(Saved data entries)
☆ ☆ ☆ ☆ ☆

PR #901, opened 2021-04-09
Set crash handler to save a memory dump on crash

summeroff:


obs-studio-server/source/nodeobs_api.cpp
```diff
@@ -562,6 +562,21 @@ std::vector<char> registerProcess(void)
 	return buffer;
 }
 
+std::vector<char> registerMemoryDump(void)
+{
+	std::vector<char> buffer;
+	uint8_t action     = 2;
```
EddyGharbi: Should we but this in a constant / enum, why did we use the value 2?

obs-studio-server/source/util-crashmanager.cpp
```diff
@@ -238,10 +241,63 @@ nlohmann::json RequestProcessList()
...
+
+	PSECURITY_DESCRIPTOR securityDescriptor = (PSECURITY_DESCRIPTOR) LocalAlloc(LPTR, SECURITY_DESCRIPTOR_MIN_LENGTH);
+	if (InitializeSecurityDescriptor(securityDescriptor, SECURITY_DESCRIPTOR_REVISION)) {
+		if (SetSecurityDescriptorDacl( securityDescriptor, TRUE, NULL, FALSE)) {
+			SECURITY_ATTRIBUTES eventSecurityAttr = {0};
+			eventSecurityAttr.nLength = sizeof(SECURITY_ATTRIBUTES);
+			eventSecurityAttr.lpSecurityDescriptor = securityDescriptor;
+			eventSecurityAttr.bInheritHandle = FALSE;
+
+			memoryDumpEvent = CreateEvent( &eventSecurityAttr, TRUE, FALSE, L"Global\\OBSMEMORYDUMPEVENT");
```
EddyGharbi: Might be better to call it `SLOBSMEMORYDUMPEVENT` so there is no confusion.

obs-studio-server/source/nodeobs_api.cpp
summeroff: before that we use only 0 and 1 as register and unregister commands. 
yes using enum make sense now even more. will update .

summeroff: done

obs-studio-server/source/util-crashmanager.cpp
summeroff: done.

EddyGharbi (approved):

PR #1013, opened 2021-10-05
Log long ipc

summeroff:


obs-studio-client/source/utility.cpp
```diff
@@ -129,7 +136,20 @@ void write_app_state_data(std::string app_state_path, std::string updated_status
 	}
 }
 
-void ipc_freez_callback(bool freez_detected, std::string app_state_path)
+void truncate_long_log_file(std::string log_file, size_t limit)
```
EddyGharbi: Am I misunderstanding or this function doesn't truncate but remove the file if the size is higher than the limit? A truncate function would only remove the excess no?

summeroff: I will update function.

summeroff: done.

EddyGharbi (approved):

☆ ☆ ☆ ☆ ☆

▶ WHAT TO PRODUCE: Copy out, from the data above, each line where the string "FALSE" is present.

▶ SOLUTION FOR THIS PROBLEM:
+		if (SetSecurityDescriptorDacl( securityDescriptor, TRUE, NULL, FALSE)) {
+			eventSecurityAttr.bInheritHandle = FALSE;
+			memoryDumpEvent = CreateEvent( &eventSecurityAttr, TRUE, FALSE, L"Global\\OBSMEMORYDUMPEVENT");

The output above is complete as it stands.